=== Section Start ===

PR #4734, opened 2019-03-27
Tpetra: Start working around Intel compiler issues noticed in PR #4648

mhoemmen:
@trilinos/tpetra 

## Description

Start working around Intel compiler issues that hindered PR #4648.  Add functions in the `Tpetra::Details` namespace for getting Views of statically allocated memory.  (We'll need this for #4626.)  Overload `Tpetra::deep_copy` for `Teuchos::SerialDenseMatrix`.  (We'll also need this for #4626.)

This PR is less ambitious than PR #4648, since I want to make sure that the Intel compiler work-around gets in before we pile more fixes on top.

## Related Issues

* Is blocked by #4747 
* Related to #4626, #4648

## How Has This Been Tested?

With CUDA.

PR #4740, opened 2019-03-27
Tpetra: Fix #4729

### LINKED ISSUE #4729: Tpetra:  std::call_once does not work well with gcc serial builds
@trilinos/tpetra @egboman 

Recall from #3057:
Use of std::call_once with gcc in serial builds requires TPL_ENABLE_PThread=ON.

This requirement is not obvious to the user; indeed, only because I had been bitten by it once before (#3033) did I know that info was available in a github issue.  Most users will not guess that Pthreads is required for a serial build (nor should they).

Use of std::call_once has been reintroduced in Tpetra_Details_Behavior.cpp.
Is it necessary?  Can it be removed?

## Expectations

Serial configurations should not need to specify TPL Pthreads to work correctly with Tpetra.

## Current Behavior

std::call_once crashes in serial Trilinos builds without TPL_ENABLE_Pthread=ON.

## Motivation and Context

@egboman is trying to run serial coloring algorithms in Zoltan2 on his Linux workstation.  Tpetra CrsMatrix construction fails because std::call_once fails in fetching debug environment variables in CrsGraph constructor.

## Definition of Done

I hope:  std::call_once removed from Tpetra; I hate being bitten twice by the same bug.

## Steps to Reproduce

build serial Trilinos with Zoltan2 and TPL_ENABLE_Pthread=OFF
make test

## Your Environment
On @egboman's workstation

module purge
module load sems-env
module load sems-cmake
module load sems-gcc/4.9.3

cmake \
  -D CMAKE_BUILD_TYPE:STRING=DEBUG \
  -D BUILD_SHARED_LIBS:BOOL=ON \
  -D Trilinos_ENABLE_Zoltan2:BOOL=ON \
  -D Zoltan2_ENABLE_Experimental:BOOL=ON \
  -D TPL_BLAS_LIBRARIES="/usr/lib64/libblas.so.3" \
  -D TPL_LAPACK_LIBRARIES="/usr/lib64/liblapack.so.3" \
..

92bf4f0867cd171f89afcfd0a2266d33fd77de39

## Related Issues

Same as #3057 
Related to #3033

mhoemmen:
@trilinos/tpetra 

## Description

  - Remove use of C++11 thread stuff from `Tpetra::Details::Behavior`.
  - Fix Tpetra build warnings observed on the Dashboard

## Motivation and Context

1. GCC annoyingly requires linking with libpthread in order for that stuff to work.  GCC apparently generates code that crashes, if Trilinos was not built with libpthread support.  I consider that a GCC bug, but we have to work around.
2. `std::call_once` etc. only help with thread safety of code that uses `std::thread` threads.  They don't help with other thread models, like OpenMP (or even Pthreads).  This reduces the value of this feature.

## Related Issues

* Closes #4729

### DIFF
--- a/packages/tpetra/core/src/Tpetra_Details_Behavior.cpp
+++ b/packages/tpetra/core/src/Tpetra_Details_Behavior.cpp
@@ -1,10 +1,8 @@
 #include "Tpetra_Details_Behavior.hpp"
 #include "TpetraCore_config.h"
 #include <algorithm> // std::transform
-#include <atomic> // std::atomic_thread_fence, std::memory_order_release
 #include <cstdlib> // std::getenv
 #include <cctype> // std::toupper
-#include <mutex> // std::call_once, std::once_flag
 #include <string>
 #include <map>
 #include <vector>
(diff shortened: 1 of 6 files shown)


mhoemmen:
@trilinos/framework I submitted https://github.com/trilinos/Trilinos/pull/4734 12 hours ago, and the builds haven't started yet.  I submitted this PR an hour ago, and the builds just started.  What gives?

mhoemmen:
@prwolfe explained just now that PR testing distributes PRs to servers in round-robin fashion, and PR #4734 happened to get assigned to a heavily loaded server.  Framework has plans to fix the code that does this distribution, so that this is less likely to happen.

prwolfe:
the PR autotester instance 4 is currently running for PR 4629. I expect that to run at least another hour. At that point it will pick up 4539, 4649, 4699, or this one depending on state. Let just say this instance is busy.

4539 has already passed and is waiting for review
4649 has failed twice so it should not run
4699 has a retest flag on it so it will be considered

I'm not sure which will run next, but I think it will be the lowest numbered, so 4699 first, then 4734

egboman:
All my Zoltan2 tests pass now. Thanks, @mhoemmen !

PR #7912, opened 2020-08-26
MueLu: Update RegionRFactory unit test to use coordinate maps

GrahamBenHarper:
@trilinos/muelu 

## Motivation
Previously the unit test assumed the coordinate map is the same as the row map. That is only true in the case of one DOF per node. This change is necessary to support multiple DOFs per node on the RegionRFactory unit tests.

## Testing
I reran all MueLu unit tests on Skybridge and they pass.


mayrmt (approved):
LGTM

PR #7914, opened 2020-08-26
Sacado: Fence review

MicheldeMessieres:
@etphipp For Tpetra we removed fences after kernels and placed them before the actual UVM reads. Removing these fences will still pass all unit tests with CUDA_LAUNCH_BLOCKING=0. These are the only core fences in Sacado. I am not sure if we want to remove them.

@trilinos/sacado 

## Motivation

Removing fences from core code.

## Testing

Sacado tests on white Cuda


MicheldeMessieres:
@etphipp I should have mentioned we do have some core fences for the Sacado DynRankView which I recently added to be consistent with the Kokkos version. However I don't expect we will be changing those anytime soon.

PR #7915, opened 2020-08-26
Phalanx: Add fence review

MicheldeMessieres:
@rppawlo This PR tags internal fences of phalanx. There is currently just one which is experimental. Closing the PR as it is currently just for reference.

@trilinos/phalanx

## Motivation

Remove core fences.

## Testing

Phalanx and Panzer tests on Cuda white build

### DIFF
--- a/packages/phalanx/src/Phalanx_CreateDeviceEvaluator.hpp
+++ b/packages/phalanx/src/Phalanx_CreateDeviceEvaluator.hpp
@@ -24,7 +24,6 @@ namespace PHX {
                          {
                            new (e) DeviceEvaluatorType(evaluator_to_clone_on_device);
                          });
-    ExecutionSpace().fence();
     return e;
   }
 


packages/phalanx/src/Phalanx_CreateDeviceEvaluator.hpp
```diff
@@ -24,7 +24,6 @@ namespace PHX {
                          {
                            new (e) DeviceEvaluatorType(evaluator_to_clone_on_device);
                          });
-    ExecutionSpace().fence();
```
rppawlo, line 27: @MicheldeMessieres - this is experimental code that would not be caught by standard testing. It needs some special configure flags to enable along with relocatable device code. Can we hold off on removing until I can do some more extensive testing?

MicheldeMessieres: @rppawlo Yes - sorry - I 'tested' for this to see if it was used, and then all tests passed and forgot what I was doing ... we can just treat this as a 'fence review' to tag internal fences. Fine with me if you want to just close this for now.

MicheldeMessieres:
@rppawlo I fixed the initial comments to be accurate.

rppawlo:
Thanks @MicheldeMessieres ! We can leave open or close - whatever you prefer.

PR #7916, opened 2020-08-26
Tempus: set Rel/Abs to currentstate for optimal initdt

sconde:
@trilinos/tempus 

## Motivation

Set tolerance to workingstate

### DIFF
--- a/packages/tempus/src/Tempus_IntegratorBasic_impl.hpp
+++ b/packages/tempus/src/Tempus_IntegratorBasic_impl.hpp
@@ -413,6 +413,12 @@ void IntegratorBasic<Scalar>::startIntegrator()
     integratorStatus_ = Status::FAILED;
     return;
   }
+  
+  //set the Abs/Rel tolerance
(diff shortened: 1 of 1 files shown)


packages/tempus/src/Tempus_IntegratorBasic_impl.hpp
```diff
@@ -413,6 +413,12 @@ void IntegratorBasic<Scalar>::startIntegrator()
     integratorStatus_ = Status::FAILED;
     return;
   }
+  
+  //set the Abs/Rel tolerance
+  auto ws = solutionHistory_->getCurrentState();
+  ws->setTolRel(timeStepControl_->getMaxRelError());
+  ws->setTolAbs(timeStepControl_->getMaxAbsError());
+
```
ccober6, line 421: Looks good.  You may want to name the variable cs instead of ws to avoid confusion.

sconde:
@ccober6 I made the change. Can I get a review again please

PR #7921, opened 2020-08-26
kokkos: Fix DynamicView reporting correct sizes and labels

ndellingwood:
Patch matching kokkos/kokkos#3315 by @crtrott
Reported by @bathmatt

@trilinos/kokkos


bathmatt:
I ran this and it fixed my bug. thanks!

PR #7924, opened 2020-08-27
Framework: Add a test commit for testing the PR driver update

william76:
@trilinos/framework 

Test PR (will not merge) with some changes for testing out the updated PR Driver script changes from #7896


william76:
@jwillenbring @prwolfe looks like this passed so the update to the driver script seems ok.  I'll go ahead and close this PR.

=== Section End ===

WHAT THE TASK REQUIRES. If a line in the entries includes the word "RegionRFactory", copy that line out.

EXPECTED OUTPUT.
MueLu: Update RegionRFactory unit test to use coordinate maps
Previously the unit test assumed the coordinate map is the same as the row map. That is only true in the case of one DOF per node. This change is necessary to support multiple DOFs per node on the RegionRFactory unit tests.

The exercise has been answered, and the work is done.